*** THE INPUT ***

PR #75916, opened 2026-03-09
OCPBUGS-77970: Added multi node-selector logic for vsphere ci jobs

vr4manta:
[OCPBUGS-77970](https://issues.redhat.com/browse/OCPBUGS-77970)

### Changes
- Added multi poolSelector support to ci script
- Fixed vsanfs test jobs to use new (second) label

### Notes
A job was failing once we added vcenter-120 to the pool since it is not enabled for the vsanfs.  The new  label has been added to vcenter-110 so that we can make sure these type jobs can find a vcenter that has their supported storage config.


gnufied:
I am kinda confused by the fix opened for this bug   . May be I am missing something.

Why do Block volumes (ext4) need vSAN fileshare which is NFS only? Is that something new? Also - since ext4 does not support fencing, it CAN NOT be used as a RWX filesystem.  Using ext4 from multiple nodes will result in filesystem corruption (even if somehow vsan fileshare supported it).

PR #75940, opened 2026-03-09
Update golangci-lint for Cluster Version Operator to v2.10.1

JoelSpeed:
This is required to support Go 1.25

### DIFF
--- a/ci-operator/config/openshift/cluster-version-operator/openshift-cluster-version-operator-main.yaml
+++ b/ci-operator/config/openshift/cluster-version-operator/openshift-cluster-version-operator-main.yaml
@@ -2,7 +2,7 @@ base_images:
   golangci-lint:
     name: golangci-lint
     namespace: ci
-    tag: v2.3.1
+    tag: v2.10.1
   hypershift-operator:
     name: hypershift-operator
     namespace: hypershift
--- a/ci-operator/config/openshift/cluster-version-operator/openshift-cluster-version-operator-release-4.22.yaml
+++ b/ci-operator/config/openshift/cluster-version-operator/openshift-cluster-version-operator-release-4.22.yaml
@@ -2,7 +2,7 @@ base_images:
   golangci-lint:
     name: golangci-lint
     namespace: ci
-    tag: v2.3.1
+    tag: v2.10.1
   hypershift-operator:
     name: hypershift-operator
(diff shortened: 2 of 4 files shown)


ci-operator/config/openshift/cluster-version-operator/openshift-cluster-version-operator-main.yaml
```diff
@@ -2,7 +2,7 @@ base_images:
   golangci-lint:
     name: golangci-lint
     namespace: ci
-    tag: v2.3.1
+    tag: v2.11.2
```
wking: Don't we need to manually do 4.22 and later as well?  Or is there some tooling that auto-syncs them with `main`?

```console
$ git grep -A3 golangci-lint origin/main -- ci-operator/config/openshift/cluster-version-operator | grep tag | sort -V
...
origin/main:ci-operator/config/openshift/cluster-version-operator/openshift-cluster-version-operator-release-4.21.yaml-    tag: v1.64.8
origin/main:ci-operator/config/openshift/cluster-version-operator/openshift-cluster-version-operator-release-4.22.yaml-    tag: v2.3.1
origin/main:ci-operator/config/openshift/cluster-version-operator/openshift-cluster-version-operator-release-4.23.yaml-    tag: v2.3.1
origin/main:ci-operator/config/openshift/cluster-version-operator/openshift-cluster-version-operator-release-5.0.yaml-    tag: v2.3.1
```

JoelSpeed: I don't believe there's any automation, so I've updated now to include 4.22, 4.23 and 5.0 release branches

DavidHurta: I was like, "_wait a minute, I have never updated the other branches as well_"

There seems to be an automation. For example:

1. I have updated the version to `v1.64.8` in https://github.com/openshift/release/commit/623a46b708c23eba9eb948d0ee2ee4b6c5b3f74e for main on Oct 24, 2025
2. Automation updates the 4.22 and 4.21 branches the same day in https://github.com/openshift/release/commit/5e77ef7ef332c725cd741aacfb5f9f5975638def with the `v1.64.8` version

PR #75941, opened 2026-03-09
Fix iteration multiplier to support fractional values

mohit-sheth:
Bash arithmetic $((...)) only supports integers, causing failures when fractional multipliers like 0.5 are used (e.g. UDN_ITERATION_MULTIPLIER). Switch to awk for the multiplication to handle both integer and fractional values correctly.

***

WHAT THE TASK ASKS:
Across the records, count the lines that contain the word "something" and give that figure alone.

REPLY TO THE EXERCISE:
2